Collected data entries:
►
PR #1993, opened 2026-08-21
feat(music): Music nav item and the /music gallery

sweetmantech:
The `/music` entry point: a **Music** item in the left nav and a page that lists everything the account has generated. First of two chat PRs for recoupable/chat#1992.

> **Depends on recoupable/api#849** (`GET /api/music`). Until that ships the page renders its empty state rather than breaking, but it has nothing to list. **Review order: recoupable/docs#308 → recoupable/database#60 → recoupable/api#848 → recoupable/api#849 → this.**

Designs approved 2026-08-21 and embedded in the issue.

## What a user gets

Click **Music** in the rail (or the mobile drawer) → `/music` → every song they have generated, newest first, with a status pill, an inline player, and a per-card download. In-flight generations show as Queued or Processing and the list refreshes itself until they land.

The generate form is deliberately **not** in this PR; it is the second one. This PR is still a complete slice on its own: the nav item, the route, and the gallery are all user-visible and testable.

## Notable details

**Polling stops when nothing is rendering.** `refetchInterval` is a function of the query data: 5s while any generation is `pending` or `processing`, `false` otherwise. A gallery of finished songs is static, and a fixed interval would bill every idle tab a request every five seconds forever.

**The nav item is wired in both places.** `Sidebar/Menu.tsx` and `SideMenu/SideMenu.tsx` are separate components that each re-import the nav items and compute their own active flags. Adding to only one is how a nav item ends up missing on mobile.

**A native `<audio controls>`, not a custom player.** It carries play, seek, and volume, is keyboard accessible, and needs no state from us. Rebuilding it would be a lot of surface for no gain.

**Status pills get a stronger tint in dark mode.** The light-mode 8% wash specified in DESIGN.md is effectively invisible on the near-black card, so dark uses 20% with the brighter hue.

**Empty-state copy is org-aware**, using `selectedOrgId` from `useOrganization` — "no songs in this organization yet" reads very differently from "no songs yet" when you have just switched context.

## Verification

- `pnpm exec tsc --noEmit` — clean, zero errors in the whole repo.
- `pnpm exec eslint` on every touched path — clean.
- **Tests**: the existing `SecondaryNav` test gains a Music case (RED first: it failed on the missing `view music` button before the component existed), plus 4 new tests on `MusicGenerationCard` covering the download link on a completed song, its absence while generating, the verbatim failure message, and the prompt-as-title fallback.
[...]

Issue #1992, opened 2026-08-21
Music generation end-to-end: /music page + POST/GET /api/music (MiniMax Music 3 via fal)


sweetmantech:
Tracking issue for the first end-to-end music-generation slice of the label-services platform: a `Music` item in the left nav → a `/music` page (fal-style generate UI + gallery of past generations), backed by new `POST/GET /api/music` endpoints that run [MiniMax Music 3](https://fal.ai/models/minimax/music-3) on fal.ai, a new `music_generations` table, and processing-status visibility while a song renders. Nothing exists today — the api repo has fal image/video endpoints ([`lib/fal/server.ts`](https://github.com/recoupable/api/blob/main/lib/fal/server.ts), `lib/content/video/`) but no audio generation, no `fal.queue` usage, and no music tables (grepped all 182 migrations).

Business context (out of scope here): this is one brick of "end-to-end record label services" — generated songs will later feed catalogs/releases; none of that downstream logic is in this issue.

> **Decision 2026-08-21 (@sweetmantech): v1 has no artist selector.** Songs are scoped to a personal account or an organization only — the artist axis (`artist_account_id` on the row, the roster picker in the form, artist-filtered reads) is dropped from this issue on a KISS call. Artist attribution moves to Phase 2 below. Everything downstream of that — the contract, the schema, the UI spec, and the ownership architecture decision — is written to personal/org scope.

> **Decision 2026-08-21 (@sweetmantech): the table is 13 columns, not 24.** On review of database#60, anything another system already knows came out of `music_generations`: generation parameters ride along as durable workflow arguments, the resolved seed and the step timeline are readable through `fal_request_id` and `workflow_run_id`, and credits are accounted in `usage_events`. Dropped: `organization_id`, `requested_duration_seconds`, `seed`, `num_inference_steps`, `guidance_scale`, `credits_charged`, `mime_type`, `file_size_bytes`, `source_url`, `title`, `logs`. This reverses two decisions recorded below (the row carrying its own `logs`, and a separate org column) and **invalidates part of the already-merged contract in docs#308**, which is tracked as its own row below.

[...]

PR #1994, opened 2026-08-21
feat(music): generate form with full fal parameter parity

sweetmantech:
The generate form on `/music`: prompt, lyrics, and the full fal parameter set behind an Additional Settings disclosure. Second of two chat PRs for recoupable/chat#1992, and the last row of its PR matrix.

> **Stacked on recoupable/chat#1993** (the nav item and gallery), so its files appear in this diff until it merges. **Full order: recoupable/docs#308 → recoupable/database#60 → recoupable/api#848 → recoupable/api#849 → recoupable/chat#1993 → this.** Also depends on `POST /api/music` from recoupable/api#848.

Designs approved 2026-08-21 and embedded in the issue.

## What a user gets

Type a prompt and lyrics, hit **Generate**, and the new song appears in the gallery below as Queued, then Processing, then playable — without leaving the page. The gallery's own conditional polling (shipped in #1993) does the watching; this PR just invalidates the query on success so the pending row shows up immediately rather than up to five seconds later.

## Parameter parity with fal, deliberately

Additional Settings exposes **all four** parameters the fal playground does — duration, seed, num inference steps, guidance scale — with fal's own ranges and defaults, read off the live form rather than from memory: duration 1–300 (we floor at 10), steps 1–100 default 30, guidance 0–20 step 0.5 default 1.7, seed free text defaulting to random.

The earlier draft hid steps and guidance on the grounds that they are flow-matching internals. That was the wrong call and was reversed on review: hiding two of four means we own a judgment about which knobs matter, and we would re-own it on every model swap. Full parity makes the UI a thin, predictable surface over the model.

Each control carries fal's affordances too: an info tooltip per input (the model's own parameter description), a reset-to-default eraser on each slider, and a randomize button on seed. That asymmetry is fal's, not an inconsistency of ours.

## Notable details

**A native `input[type=range]`, not a Radix slider.** `@radix-ui/react-slider` is not a dependency here, and adding one for a single control would not earn its weight. The native control is keyboard and screen-reader accessible as-is.

**Price is quoted in dollars with credits secondary** (`Costs $0.30 for 60s (30 credits)`) and reprices live as the duration slider moves. This restates the API's pricing constants client-side, which is a deliberate, commented duplication: quoting a price cannot cost a round trip per slider drag, and the API stays authoritative by freezing the real price onto the row at creation.

**API error messages surface verbatim.** `insufficient_credits` becomes a specific toast; a rejected lyrics field shows what the API said. A generic "something went wrong" would hide the two failures a user can actually act on.

**Blank seed is omitted, not sent as null** — the API treats an absent seed as "choose one" and reports back the seed it used.

## Verification

- **8 new tests** on the form: the disabled-until-filled rule, the dollar quote, the exact payload including the omitted blank seed, the collapsed-by-default disclosure, repricing on a slider move ($0.30 → $0.60), the randomize button filling the field, a slider reset returning to its documented default, and Generate disabled while one is in flight. Plus 4 on the shared pricing helpers asserting the client quote matches what the API charges (30 credits at 60s, the 15-credit floor, 150 at 300s).
- `pnpm exec tsc --noEmit` — clean, zero errors in the whole repo.
- `pnpm exec eslint` on every touched path — clean.
- `pnpm build` — the page compiles and is emitted (`.next/server/app/music/page.js`). The full build cannot complete in this checkout: with no local `.env`, `next build` clears compilation and then fails collecting page data for `/api/agent-creator`, `/api/agent-templates`, and `/api/upload`, three routes this PR does not touch that construct clients at module load. Supplying dummy Supabase vars just moved the failure to the next unrelated route, which is the confirmation that it is environmental. Build verification proper happens on the Vercel preview.

**No preview screenshots yet**, and no end-to-end run: `POST /api/music` does not exist until recoupable/api#848 is live, which itself waits on the migration. Once the chain lands I will run a real generation through the preview and post desktop and mobile screenshots plus the observed state transitions, per the house rule for frontend PRs.

Implements the chat(form) row of the PR matrix in recoupable/chat#1992 — the final row.

---
## Summary by cubic
Adds the /music generate form with fal parameter parity and correct org scoping. Previously no on-page generation and org scope used organization_id (ignored); now users generate in place, blank seed is omitted, price quotes live with duration, API errors surface verbatim, the gallery shows rows immediately, and org scope is sent as account_id so items land in the selected org. Guidance slider now uses a 0.1 step so the 1.7 default is reachable.

- Uses fal ranges/defaults with one intentional deviation: guidance scale step 0.1 (fal’s 0.5 made 1.7 unreachable on a range input). Native range inputs instead of `@radix-ui/react-slider`. Pricing is duplicated client-side for responsiveness; the API freezes the authoritative price at creation.
- Verify payload mapping in `useCreateMusicGeneration` and `lib/music/createMusicGeneration.ts`: blank seed omitted; org scope passed as account_id; parameter names match the API (`num_inference_steps`, `guidance_scale`).
- Tests cover disabled-until-filled, payload (including omitted seed), live repricing, reset/randomize controls, collapsed-by-default settings, in-flight disable, pricing parity, and that slider defaults sit on their step grid.

**Rollout**
- Requires POST /api/music and gallery polling via GET /api/music. No client migrations.

<sup>Written for commit 08e83850ec16b41215d6a2253f71cd250ef6b9ba. Summary will update on new commits.</sup>

<a href="https://cubic.dev/pr/recoupable/chat/pull/1994?utm_source=github" target="_blank" rel="noopener noreferrer" data-no-image-dialog="true"><picture><source media="(prefers-color-scheme: dark)" srcset="https://www.cubic.dev/buttons/review-in-cubic-dark.svg"><source media="(prefers-color-scheme: light)" srcset="https://www.cubic.dev/buttons/review-in-cubic-light.svg">Review in cubic</picture></a>

### DIFF
--- a/components/MusicPage/MusicAdditionalSettings.tsx
+++ b/components/MusicPage/MusicAdditionalSettings.tsx
@@ -1,0 +1,114 @@
+"use client";
+
+import { ChevronDown, Shuffle } from "lucide-react";
+import { cn } from "@/lib/utils";
+import { Input } from "@/components/ui/input";
+import MusicFieldLabel from "./MusicFieldLabel";
+import MusicSliderField from "./MusicSliderField";
+import { MUSIC_DEFAULTS, MUSIC_HINTS, MUSIC_RANGES } from "@/lib/music/const";
+
+export interface MusicSettings {
+  duration: number;
+  seed: string;
+  numInferenceSteps: number;
+  guidanceScale: number;
+}
+
+export interface MusicAdditionalSettingsProps {
+  isOpen: boolean;
+  onToggle: () => void;
+  settings: MusicSettings;
+  onChange: (settings: MusicSettings) => void;
+}
+
+const MusicAdditionalSettings = ({
+  isOpen,
+  onToggle,
+  settings,
+  onChange,
+}: MusicAdditionalSettingsProps) => {
+  const set = <K extends keyof MusicSettings>(key: K, value: MusicSettings[K]) =>
+    onChange({ ...settings, [key]: value });
+
+  return (
+    <div className="border-t pt-3">
+      <button
+        type="button"
+        onClick={onToggle}
+        aria-expanded={isOpen}
+        className="flex w-full items-center justify-between gap-2"
+      >
+        <span className="text-sm font-medium">Additional Settings</span>
+        <span className="inline-flex items-center gap-1 text-sm text-muted-foreground">
+          {isOpen ? "Less" : "More"}
+          <ChevronDown
+            className={cn("size-4 transition-transform", isOpen && "rotate-180")}
+          />
+        </span>
+      </button>
+
+      {isOpen && (
+        <div className="mt-3 grid gap-3 sm:grid-cols-2">
+          <MusicSliderField
+            id="music-duration"
+            label="Duration"
+            hint={MUSIC_HINTS.duration}
+            {...MUSIC_RANGES.duration}
+            value={settings.duration}
+            defaultValue={MUSIC_DEFAULTS.duration}
+            format={value => `${value}s`}
+            onChange={value => set("duration", value)}
+          />
+
+          <div className="flex flex-col gap-2 min-w-0">
+            <MusicFieldLabel htmlFor="music-seed" label="Seed" hint={MUSIC_HINTS.seed} />
+            <div className="flex items-center gap-2">
+              <Input
+                id="music-seed"
+                inputMode="numeric"
+                placeholder="random"
+                value={settings.seed}
+                onChange={event =>
+                  set("seed", event.target.value.replace(/[^0-9]/g, ""))
+                }
+                className="min-w-0"
+              />
+              <button
+                type="button"
+                aria-label="Randomize seed"
+                onClick={() =>
+                  set("seed", String(Math.floor(Math.random() * 2_147_483_647)))
+                }
+                className="shrink-0 inline-flex items-center justify-center size-9 rounded-xl border hover:bg-muted transition-colors"
+              >
+                <Shuffle className="size-4" />
+              </button>
+            </div>
+          </div>
+
+          <MusicSliderField
+            id="music-steps"
+            label="Num Inference Steps"
+            hint={MUSIC_HINTS.numInferenceSteps}
+            {...MUSIC_RANGES.numInferenceSteps}
+            value={settings.numInferenceSteps}
+            defaultValue={MUSIC_DEFAULTS.numInferenceSteps}
+            onChange={value => set("numInferenceSteps", value)}
+          />
+
+          <MusicSliderField
+            id="music-guidance"
+            label="Guidance Scale"
+            hint={MUSIC_HINTS.guidanceScale}
+            {...MUSIC_RANGES.guidanceScale}
+            value={settings.guidanceScale}
+            defaultValue={MUSIC_DEFAULTS.guidanceScale}
+            onChange={value => set("guidanceScale", value)}
+          />
+        </div>
+      )}
+    </div>
+  );
+};
+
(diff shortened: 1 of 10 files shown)


sweetmantech:
## Conflicts resolved, and preview verified end to end

Signed in as `sweetman@recoupable.com` on `chat-git-feat-music-generate-form-recoup.vercel.app`, against the synced `test-recoup-api`. **A real song generated through this form.**

### The conflicts

Same class as recoupable/api#849: this branch was cut from the gallery branch before its rework, so it collided with `main` on all four files chat#1993 later touched. Rebuilding on `main` with only the form work was cleaner than resolving four conflicts and then reworking the result. **25 files down to 10**, now `MERGEABLE`.

### The substantive fix: `organization_id`

The form sent `organization_id` for an org-scoped generation. The API **ignores that field outright**, so an org song would have landed as personal with no error — a wrong answer rather than a failure, and invisible in testing unless you checked ownership. Organizations are accounts, so scope is now sent as `account_id: selectedOrgId`, riding the same override path the rest of the app uses.

### End to end, through the form

| Step | Result | |
|---|---|---|
| Generate disabled until prompt **and** lyrics | disabled with neither, still disabled with prompt only, enabled with both | ✅ |
| Submit | button became a disabled **Generating** | ✅ |
| New generation appears | card rendered **Queued** above the existing song, "2 songs" | ✅ |
| Reaches terminal state | **Completed in ~30s, with no reload** — the conditional poll | ✅ |
| Result is real | new card carries a player and download pointing at `music/b85e5621-….wav` | ✅ |
| Generate re-enabled after success | yes | ✅ |

### Controls

| Check | Result | |
|---|---|---|
| Additional Settings collapsed by default | yes, expands to all four params | ✅ |
| Ranges | duration 10–300 step 5, steps 1–100, guidance 0–20 | ✅ |
| Info tooltips | six: Prompt, Lyrics, Duration, Seed, Num Inference Steps, Guidance Scale | ✅ |
| Reset buttons | three, each returning its slider to the documented default | ✅ |
| Randomize seed | fills the field with a real seed | ✅ |
| Cost repricing | 20s → `$0.15 (15 credits)`, 120s → `$0.60 (60)`, 300s → `$1.50 (150)` | ✅ |
| Credit floor | 20s stays at 15 credits, matching `max(15, ceil(d × 0.5))` | ✅ |
| Mobile 390px | form 342px, all four fields and the randomize button inside the viewport, no page overflow | ✅ |

### A third bug, found on the preview

**The Guidance Scale slider could not reach its own default.** The readout said **1.7** while the thumb sat at **1.5**: a range input snaps to its step grid, and 1.7 is not a multiple of the 0.5 step it carried. So the control contradicted its own label, and the default became unreachable the moment anyone dragged it. fal can use 0.5 because its control is a number field you can type into; a range cannot.

Now step 0.1, verified on the deployed build: thumb at 1.7, drag to 12, reset returns to exactly 1.7. Added a test asserting all three sliders' defaults sit on their own step grid, and **confirmed it fails when the step is put back to 0.5** — a real guard, not a decorative one.

### Screenshots

Desktop, form with Additional Settings expanded:



Immediately after generating, with the filled form and the new song below:



Mobile at 390px:



### One note on method

Mid-session an OTP-entry script of mine typed digits into the page's own range inputs, leaving Num Inference Steps and Guidance Scale both reading **8**. That is test pollution, not a product bug — both reset cleanly to 30 and 1.7, which is what the "after generate" screenshot was taken before I corrected. Calling it out so the stray values in that image are not read as a defect.

### Local checks

`components/MusicPage` + `components/Sidebar`: **29/29**. `tsc --noEmit` clean across the repo. `eslint` clean.

This is the last row of the PR matrix on recoupable/chat#1992.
◄
When a line of the entries contains "feat", it counts; say how many such lines there are, and nothing more.

3